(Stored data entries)
....

PR #963, opened 2016-07-13
Update Image.php

gulaandrij:
fix broken image if service unavailable

### DIFF
--- a/src/Faker/Provider/Image.php
+++ b/src/Faker/Provider/Image.php
@@ -76,7 +76,7 @@ class Image extends Base
             curl_setopt($ch, CURLOPT_FILE, $fp);
             $success = curl_exec($ch) || curl_getinfo($ch, CURLINFO_HTTP_CODE) === 200;
 
-            if ($success){
+            if ($success) {
                 fclose($fp);
             } else {
                 unlink($filepath);
--- a/src/Faker/Provider/Image.php
+++ b/src/Faker/Provider/Image.php
@@ -74,9 +74,15 @@ class Image extends Base
             $fp = fopen($filepath, 'w');
             $ch = curl_init($url);
             curl_setopt($ch, CURLOPT_FILE, $fp);
-            $success = curl_exec($ch);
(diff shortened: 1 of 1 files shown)


gulaandrij:
any feedback on this?

fzaninotto:
Thanks!

src/Faker/Provider/Image.php
```diff
@@ -74,9 +74,15 @@ public static function image($dir = null, $width = 640, $height = 480, $category
             $fp = fopen($filepath, 'w');
             $ch = curl_init($url);
             curl_setopt($ch, CURLOPT_FILE, $fp);
-            $success = curl_exec($ch);
+            $success = curl_exec($ch) || curl_getinfo($ch, CURLINFO_HTTP_CODE) === 200;
+
+            if ($success){
+                fclose($fp);
```
ethanclevenger91: Shouldn't this happen regardless of success?

src/Faker/Provider/Image.php
```diff
@@ -74,9 +74,15 @@ public static function image($dir = null, $width = 640, $height = 480, $category
...
+            } else {
+                unlink($filepath);
+            }
+
             curl_close($ch);
-            fclose($fp);
         } elseif (ini_get('allow_url_fopen')) {
```
ethanclevenger91: Shouldn't the same checks go here in case `curl` isn't enabled?

gulaandrij:
> Silently deleting the image seems like unexpected behavior.
if lorempixel is not available then the image is saved as spoiled, 0 kb, so there is no need to store it

ethanclevenger91:
Yeah, I get that much. But if I expect all my images to be generated, some are inexplicably missing, and I'm not versed in the intricacies of this issue, what do I do?

gulaandrij:
in my opinion its a good catch to add additional check 
```
if (!$faker->image()) {

} 
```

ethanclevenger91:
But once again, if I'm a user who has no idea this is an issue, how would I know to do that?

I certainly don't do anything like:
```
if (!$faker->text()) {

}
```

PR #970, opened 2016-07-19
Fix a mixup between male and female last names in Icelandic.

arthur-olafsson:
Last names for females usually end in "dóttir", meaning "daughter".
Last names for males usually end in "son".

See: https://en.wikipedia.org/wiki/Icelandic_name#Typical_Icelandic_naming


vlakoff:
Indeed, mistake introduced in https://github.com/fzaninotto/Faker/pull/114/files#diff-2bb60c1a0d17a1e6ff6c646fc914f3be (page slow to load).

fzaninotto:
Thanks!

....

- [EXERCISE DIRECTIONS]:
Find the line containing "ethanclevenger91: Shouldn't the", then output it and every line after it to the end of the data, exactly.

- [OUTPUT OF THE TASK]:
ethanclevenger91: Shouldn't the same checks go here in case `curl` isn't enabled?

gulaandrij:
> Silently deleting the image seems like unexpected behavior.
if lorempixel is not available then the image is saved as spoiled, 0 kb, so there is no need to store it

ethanclevenger91:
Yeah, I get that much. But if I expect all my images to be generated, some are inexplicably missing, and I'm not versed in the intricacies of this issue, what do I do?

gulaandrij:
in my opinion its a good catch to add additional check 
```
if (!$faker->image()) {

} 
```

ethanclevenger91:
But once again, if I'm a user who has no idea this is an issue, how would I know to do that?

I certainly don't do anything like:
```
if (!$faker->text()) {

}
```

PR #970, opened 2016-07-19
Fix a mixup between male and female last names in Icelandic.

arthur-olafsson:
Last names for females usually end in "dóttir", meaning "daughter".
Last names for males usually end in "son".

See: https://en.wikipedia.org/wiki/Icelandic_name#Typical_Icelandic_naming


vlakoff:
Indeed, mistake introduced in https://github.com/fzaninotto/Faker/pull/114/files#diff-2bb60c1a0d17a1e6ff6c646fc914f3be (page slow to load).

fzaninotto:
Thanks!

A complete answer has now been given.